Os egípcios antigos precisavam de próteses tanto no sentido de os vivos quanto no sentido de os mortos – e talvez fossem já mais importantes no sentido de os mortos. Acreditava-se que, no sentido de enviar o corpo no sentido de o acolá, este deveria estar inteiro, daí a importância da mumificação e de completar o que faltasse precedentemente da viagem final.

Mas similarmente serviam no sentido de as pessoas vivas. A prótese de dedo na foto acima foi usada por uma mulher e é a mais antiga conhecida.

Circuncisão

A circuncisão é praticada ao longo da história por várias sociedades por razões médicas e/ou religiosas. No Egito vedro, era indeficiente comum, tanto que o pênis não circuncisado era visto como um pouco curioso.

Há escritos descrevendo a fascinação dos soldados egípcios com os pênis dos povos líbios que haviam conquistado. Eles contam, com frequência, que essas pessoas eram levadas no sentido de casa pelos egípcios no sentido de que seus conhecidos pudessem ver suas partes íntimas.

Sistema médico controlado pelo governo

O crise ao cuidado médico era controlado de perto pelo governo no Egito vedro. Havia institutos que treinavam os médicos, que eram educados segundo um currículo específico. Esses locais similarmente recebiam pacientes e os tratavam.

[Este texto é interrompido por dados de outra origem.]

PR #2392, opened 2023-04-26
Add filter/search to table viewer

### LINKED ISSUE #2386: Search/Filter in Table Viewer
**Is your feature request related to a problem? Please describe it:**
In large tables with text columns, it would be nice to be able to filter the Table Viewer to find rows where text matches a pattern. My specific use case is for tables of information about genes, where the user wants to filter on gene names and/or gene name patterns (e.g. all mitochondrial genes are named MT-*), so that the user can create subsets from matching gene names.

**Describe the solution you'd like:**
The Table Viewer would need a search field and a drop-down to select the column within which to search. Another option would be to allow the user to click on a column name and enter a filter string there, but I think this is less discoverable.

**Describe alternatives you've considered:**
It is possible to do this search/filter from the terminal, but being able to search/filter a table is a very natural GUI interaction.

I *think* this might not be too hard. If we follow this approach (https://stackoverflow.com/a/6791177) I just need to figure out how to make the QSortFilterProxyModel combined with our DataTableModel. If anyone else has thoughts on what this should look like or suggestions on how to implement this, that would be very welcome!

jfoster17:
# Add filter/search to the Table Viewer

table_filter

## Description

This PR adds a search/filter field and component selection widget to the Table Viewer. The displayed elements in the table are then filtered based on applying `re.search()` to the selected component. The primary motivation is to allow the user to use the GUI to find matching rows in a dataset and create a subset from those rows. I limit the user to searching on categorical components.

This necessitated adding a TableViewerState in order to keep track of the things going into the filter. 

I experimented with using `QSortFilterProxyModel` just for the filtering and although I was able to get a working implementation, I was then getting frequent segfaults that I was unable to diagnose. Since we are already doing sort within our custom `DataTableModel` it was easy enough to apply the filtering here as well. (I also that using `QSortFilterProxyModel` was rejected in b7a0f67500 for performance concerns, but performance seemed okay for the filtering component).

Still to do:

- [x] Save/restore tests are failing
- [x] Add tests specific to the filtering

Closes #2386

### DIFF
--- a/glue/viewers/table/compat.py
+++ b/glue/viewers/table/compat.py
@@ -22,7 +22,7 @@ def update_table_viewer_state(rec, context):
         rec['state'] = {}
         rec['state']['values'] = {}
 
-        properties = rec.pop('properties')
+        _ = rec.pop('properties')
 
         layer_states = []
 
--- a/glue/viewers/table/compat.py
+++ b/glue/viewers/table/compat.py
@@ -22,7 +22,10 @@ def update_table_viewer_state(rec, context):
         rec['state'] = {}
         rec['state']['values'] = {}
 
-        rec.pop('properties')
+        properties = rec.pop('properties')
+        viewer_state = rec['state']['values']
+        viewer_state['filter_att'] = properties['filter_att']
+        viewer_state['filter'] = properties['filter']
 
         layer_states = []
 
--- a/glue/viewers/table/compat.py
+++ b/glue/viewers/table/compat.py
@@ -23,9 +23,6 @@ def update_table_viewer_state(rec, context):
         rec['state']['values'] = {}
 
         properties = rec.pop('properties')
-        viewer_state = rec['state']['values']
-        viewer_state['filter_att'] = properties['filter_att']
-        viewer_state['filter'] = properties['filter']
 
         layer_states = []
 
--- a/glue/viewers/table/qt/data_viewer.py
+++ b/glue/viewers/table/qt/data_viewer.py
@@ -293,15 +293,6 @@ class TableViewer(DataViewer):
         self.state.add_callback('layers', self._on_layers_changed)
         self._on_layers_changed()
 
-    def get_col(self, cid):
-        """
-        Get the column id for a ComponentID, necessary for QtFilterProxy
-        """
-        for i, comp in enumerate(self.model.columns):
-            if comp == cid:
-                return i
-        return -1  # This defaults to searching all columns
-
     def selection_changed(self):
         app = get_qapp()
         if app.queryKeyboardModifiers() == Qt.AltModifier:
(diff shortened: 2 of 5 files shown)


astrofrog:
Very nice! Let me know once you would like me to review this :) One request is whether we could hide the search box by default and have a viewer tool with a 'funnel' icon for filtering that when clicked would toggle the search box?

jfoster17:
> Very nice! Let me know once you would like me to review this :) One request is whether we could hide the search box by default and have a viewer tool with a 'funnel' icon for filtering that when clicked would toggle the search box?

I considered that. I think that it is better to have the search box by default because 

1. It does not take up that much space
2. The "default" reason to open up a Table Viewer is to identify specific rows (perhaps the most common reason is actually to get a look at your dataset, but finding specific items is probably the second most common reason)

Thus I think the friction of requiring a user to correctly identify and toggle the 'funnel' item for the most common interaction with a table is not worth the marginal cost of having a little bit less space in the viewer for showing the data.

jfoster17:
@astrofrog -- this is ready for your review.

I presented at our glue weekly meeting and they were fine with having the search bar be shown all the time. The main request was to be able to toggle the regex search so that users won't be tripped up if they want to search for unescaped special characters; I have now added this button.

glue/viewers/table/qt/data_viewer.py
```diff
@@ -260,8 +290,15 @@ def __init__(self, session, state=None, parent=None, widget=None):
         self.data = None
         self.model = None
 
-        self.ui.table.selection_changed.connect(self.selection_changed)
+        self._connection1 = connect_combo_selection(self.state, 'filter_att', self.ui.combosel_filter_att)
+        self._connection2 = connect_text(self.state, 'filter', self.ui.valuetext_filter)
+        self._connection3 = connect_checkable_button(self.state, 'regex', self.ui.bool_regex)
```
astrofrog, line 295: You could perhaps use autoconnect here like we do in a lot of the other widgets?

glue/viewers/table/compat.py
```diff
@@ -22,7 +22,7 @@ def update_table_viewer_state(rec, context):
         rec['state'] = {}
         rec['state']['values'] = {}
 
-        rec.pop('properties')
+        properties = rec.pop('properties')
```
astrofrog, line 25: If we don't use this, maybe best to write as ``_ = rec.pop(...)``

glue/viewers/table/qt/data_viewer.py
astrofrog: See https://echo.readthedocs.io/en/latest/api/echo.qt.autoconnect_callbacks_to_qt.html#echo.qt.autoconnect_callbacks_to_qt for more info

astrofrog (changes requested):
Looks great! Just a few small things

astrofrog (approved):
Looks great, thanks!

Havia manuais médicos, como o já mencionado Papiro Ebers, no quais eram registrados doenças e tratamentos. acolá disso, há descrições de acampamentos médicos instalados próximos de canteiros de obras no sentido de observar os operários que sofriam acidentes.

já há indícios de que, se o desastre ocorria no exercício e a pessoa não podia trabalhar por causa disso, o operário recebia um pagamento durante o período de enfermidade.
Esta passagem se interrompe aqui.